Research and development costs are expensed in the period incurred.

Leases

Leases are reviewed and classified as capital or operating at their inception. For leases that contain rent escalations, the Company records the total rent payable on a straight-line basis over the term of the lease. The difference between rent payments and straight-line rent expense is recorded in deferred rent.

 

Segment Reporting

FASB ASC Topic 280, Segment Reporting , requires the use of a management approach in identifying segments of an enterprise. The Company's family of products consists of mobile imaging solutions and intelligent character recognition software provided as development toolkits. During the fiscal year ended September 30, 2011, management has determined that the Company has only one operating segment, document image processing and image analytics, based on its product and service offerings that use Mitek's intelligent character recognition and document capture technology.

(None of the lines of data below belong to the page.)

PR #40221, opened 2025-07-06
doc[http/guides/cors/index.md]: fix typo

samuel871211:
### Description

Before
but the `Cookie` header in the response is sent by `bar.other`

After
but the `Set-Cookie` header in the response is sent by `bar.other`


hamishwillee (approved):
Thank you!

PR #40233, opened 2025-07-07
Remove Houdini Glitch links

chrisdavidmills:
### Description

Because Glitch is going away imminently, I'm using this PR to remove the CSS Houdini Glitch resources. They are not essential to the docs, and we can always put them back at a later date if they get moved somewhere else.


bsmth (approved):
Great, tnx 👍🏻

PR #40235, opened 2025-07-07
Handle a couple more glitch mentions

chrisdavidmills:
### Description

This PR handles a couple more Glitch mentions that I found:

- Window Management API - I've removed the link to the glitch demo here, as there are plenty of other demos linked to
- WebExtensions, `web_accessible_resources` manifest field - these instances are example URLs, which could be basically anything, so I changed them to something else suitable.


bsmth (approved):
Thanks!

PR #40237, opened 2025-07-07
feat: swap out Glitch URL for Render alternative

bsmth:
### Description

As a stopgap measure, I'm deploying the webrtc example on Render.

- https://github.com/bsmth/examples/tree/main/webrtc-from-chat

### Motivation

Glitch are shutting down their services, so these need a new home.

### Additional details

We should move these under the MDN GitHub org and use other hosting, but this keeps the demo alive during the Glitch switchover.


chrisdavidmills (approved):
The changeover LGTM! Thanks @bsmth.

PR #40238, opened 2025-07-07
chore: Remove TODO note from webxr guide

bsmth:
### Description

I encountered a strange-looking TODO that's made it into the content. I presume it's a malformed HTML comment, but I think we're better off without it on the page.

### Motivation

Keeping quality standards high.


Josh-Cena (approved):
This note is probably from the wiki era, so someone _did_ intend for it to be rendered so readers could fix  the alluded "problem". We don't know what it is though.

bsmth:
Yeah, it's hard to tell what's wrong here. Thanks anyway 👍🏻

PR #40246, opened 2025-07-08
Fix all broken anchors in FF release notes

Josh-Cena:
I'm trying to fix all broken links. Anchors are significantly easier to fix than broken links, so this does the easier part.


bsmth (approved):
Looks good to me, thanks!

PR #40250, opened 2025-07-08
Remove last Glitch links

chrisdavidmills:
### Description

Since Glitch is going away, we need to remove/replace/update all the links we have to Glitch-hosted demos.

This PR removes all the remaining Glitch links we had at the end of the project. Most of these links have just been deleted, as they pointed to demos that we didn't have the time to host somewhere else. Where possible, I've tried to link to other articles that provide code examples.

We have made a list of all such pages and demos, in the hope that we can add links back to ported versions in the future.


bsmth (approved):
Thanks a lot, I think this is a good call for the moment.

PR #40251, opened 2025-07-08
fix(breadcrumb): double reference in breadcrumbs

Rumyra:
### Description

Adds a short title to the index of the web folder - this should be picked up and breadcrumbs will then read 'Web > Technology > Reference" instead of "Reference > Technology > Reference"


bsmth (approved):
Super, thanks!

PR #40263, opened 2025-07-08
Clarify `execCommand` valid use cases without alternatives.

### LINKED ISSUE #40245: Amend deprecation notice for `document.execCommand` to indicate that there are still valid use cases given that there's still no viable alternative
### MDN URL

https://developer.mozilla.org/en-US/docs/Web/API/Document/execCommand

Top

> Deprecated: This feature is no longer recommended. Though some browsers might still support it, it may have already been removed from the relevant web standards, may be in the process of being dropped, or may only be kept for compatibility purposes. Avoid using it, and update existing code if possible; see the [compatibility table](https://developer.mozilla.org/en-US/docs/Web/API/Document/execCommand#browser_compatibility) at the bottom of this page to guide your decision. Be aware that this feature may cease to work at any time.

That's a bit misleading, especially the "Be aware that this feature may cease to work at any time" part (removing `execCommand` will never happen as it would be massively web-breaking).

Perhaps a custom warning instead, noting that behavior may differ somewhat between browsers, but also noting that there are still valid use cases given that there's still no viable alternative.

[javascript - execCommand() is now obsolete, what's the alternative? - Stack Overflow](https://stackoverflow.com/questions/70831583/execcommand-is-now-obsolete-whats-the-alternative)

> Year 2022–2025 answer: The `execCommand()` is officially obsolete/deprecated but there's no alternative. So if you must have rich text support, you have to keep using `execCommand()` and figure out yourself what actually works with browsers that you want to support.
>
> Note that real world user agents (browsers such as Chrome, Firefox and Safari) cannot drop support for `execCommand()` because so many services require support for it.
>
> ...
>
> All the current standardization efforts (Input Events 2, Clipboard API) fail to even try to cover the features that execCommand() actually does (for example, undo/redo, actually changing content within the selection range).
>
> ...
>
> For background information: [medium.com/content-uneditable/…](https://medium.com/content-uneditable/fixing-contenteditable-1a9a5073c35d)

_No response_

younisdev:
### Description

Clarifies  that`execCommand`  still has valid use cases without viable alternatives currently available.
### Motivation

These changes inform readers about the lack of current alternatives for some `execCommand` commands.
### Additional details

None.

Fixes #40245

### DIFF
--- a/files/en-us/web/api/document/execcommand/index.md
+++ b/files/en-us/web/api/document/execcommand/index.md
@@ -10,6 +10,9 @@ browser-compat: api.Document.execCommand
 
 {{ApiRef("DOM")}}{{deprecated_header}}
 
+> [!NOTE]
+> Although the **`document.execCommand`** method is deprecated and no longer recommended for use in new projects, there are still some valid use cases that have not yet been replaced, where it remains the only practical option. For example, implementing undo/redo, changing content within the selection range, or applying rich text formatting currently have no alternatives. Developers should use it carefully and ensure compatibility across major browsers.
+
 The **`execCommand`** method implements multiple different commands. Some of them provide access to the clipboard, while others are for editing [form inputs](/en-US/docs/Web/HTML/Reference/Elements/input), [`contenteditable`](/en-US/docs/Web/HTML/Reference/Global_attributes/contenteditable) elements or entire documents (when switched to [design mode](/en-US/docs/Web/API/Document/designMode)).
 
 To access the clipboard, the newer [Clipboard API](/en-US/docs/Web/API/Clipboard_API) is recommended over `execCommand()`. However, there is no replacement for the editing commands: unlike direct DOM manipulation, modifications performed by `execCommand()` preserve the undo buffer (edit history).
--- a/files/en-us/web/api/document/execcommand/index.md
+++ b/files/en-us/web/api/document/execcommand/index.md
@@ -11,11 +11,11 @@ browser-compat: api.Document.execCommand
 {{ApiRef("DOM")}}{{deprecated_header}}
 
 > [!NOTE]
-> Although the `execCommand` method is deprecated, there are still some valid use cases that do not yet have viable alternatives, such as implementing undo/redo, changing content within the selection range, or applying rich-text formatting. Developers should use it carefully and test to ensure cross-browser compatibility.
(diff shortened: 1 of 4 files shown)


younisdev:
Hey! Just to clarify, I accidentally opened the previous PR from my main branch, that's why i closed it and made this one from the correct branch. Thanks!

files/en-us/web/api/document/execcommand/index.md
```diff
@@ -10,6 +10,9 @@ browser-compat: api.Document.execCommand
 
 {{ApiRef("DOM")}}{{deprecated_header}}
 
+> [!NOTE]
+> Although the `execCommand` method is deprecated and no longer recommended for use in new projects, there are still some valid use cases that have not yet been replaced, where it remains the only practical option. For example, implementing undo/redo, changing content within the selection range, or applying rich text formatting currently have no alternatives. Developers should use it carefully and ensure compatibility across major browsers.
```
lionel-rowe: > "Although the `execCommand` method is ... no longer recommended for use in new projects, there are still some valid use cases ... where it remains the only practical option"

This doesn't make sense to me. Either it shouldn't be used in new projects or there are valid use cases, both can't be true at the same time.

```suggestion
> Although the `execCommand` method is deprecated, there are still some valid use cases that do not yet have viable alternatives, such as implementing undo/redo, changing content within the selection range, or applying rich-text formatting. Developers should use it carefully and test to ensure cross-browser compatibility.
```

Josh-Cena: Both can be true. You can pretend that this feature simply cannot be implemented on the web—for example if the web MIDI API doesn't exist then you simply cannot operate MIDI in a  web app.

lionel-rowe: > You can pretend that this feature simply cannot be implemented on the web

So there are valid use cases but only in existing projects, new projects should simply give up on trying to interoperate with the browser's undo stack etc? I don't follow this logic.

Josh-Cena: Yeah exactly. Pretend it doesn't exist. Lots of features can be deprecated without replacement, which means this capability is removed.

Josh-Cena (approved):
I've applied @lionel-rowe's suggestion, made some changes to deduplicate, and propagated this note to other related pages. I also filed https://github.com/mdn/browser-compat-data/issues/27456 to get the status right. Thanks both!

Accumulated Other Comprehensive Loss

Comprehensive loss is comprised of net loss and other comprehensive loss. The Company has disclosed comprehensive loss as a component of stockholders' equity. Accumulated other comprehensive loss on the balance sheet at September 30, 2011 includes net unrealized losses on the Company's available-for-sale securities totaling $9,855. At September 30, 2010, there were no differences between net loss and comprehensive loss and, accordingly, no amounts have been reflected in the accompanying financial statements.

Recent Accounting Pronouncements

In May 2011, the FASB issued ASU 2011-04, Fair Value Measurement (Topic 820): Amendments to Achieve Common Fair Value Measurement and Disclosure Requirements ("ASU 2011-04") in GAAP and International Financial Reporting Standards ("IFRS"). Under ASU 2011-04, the guidance amends certain accounting and disclosure requirements related to fair value measurements to ensure that fair value has the same meaning in GAAP and in IFRS and that their respective fair value measurement and disclosure requirements are the same. ASU 2011-04 is effective for public entities during interim and annual periods beginning after December 15, 2011. Early adoption by public entities is not permitted. The Company does not believe that the adoption of this guidance will have a material impact on the financial statements.

In June 2011, the FASB issued ASU No. 2011-05, Comprehensive Income (ASC Topic 220): Presentation of Comprehensive Income ("ASU 2011-05"), which amends current comprehensive income guidance. This accounting update eliminates the option to present the components of other comprehensive income as part of the statement of stockholders' equity. Instead, entities must report comprehensive income in either a single continuous statement of comprehensive income, which contains two sections, net income and other comprehensive income, or in two separate but consecutive statements. ASU 2011-05 will be effective for public companies during the interim and annual periods beginning after December 15, 2011 with early adoption permitted. The Company does not believe that the adoption of this guidance will have a material impact on the financial statements.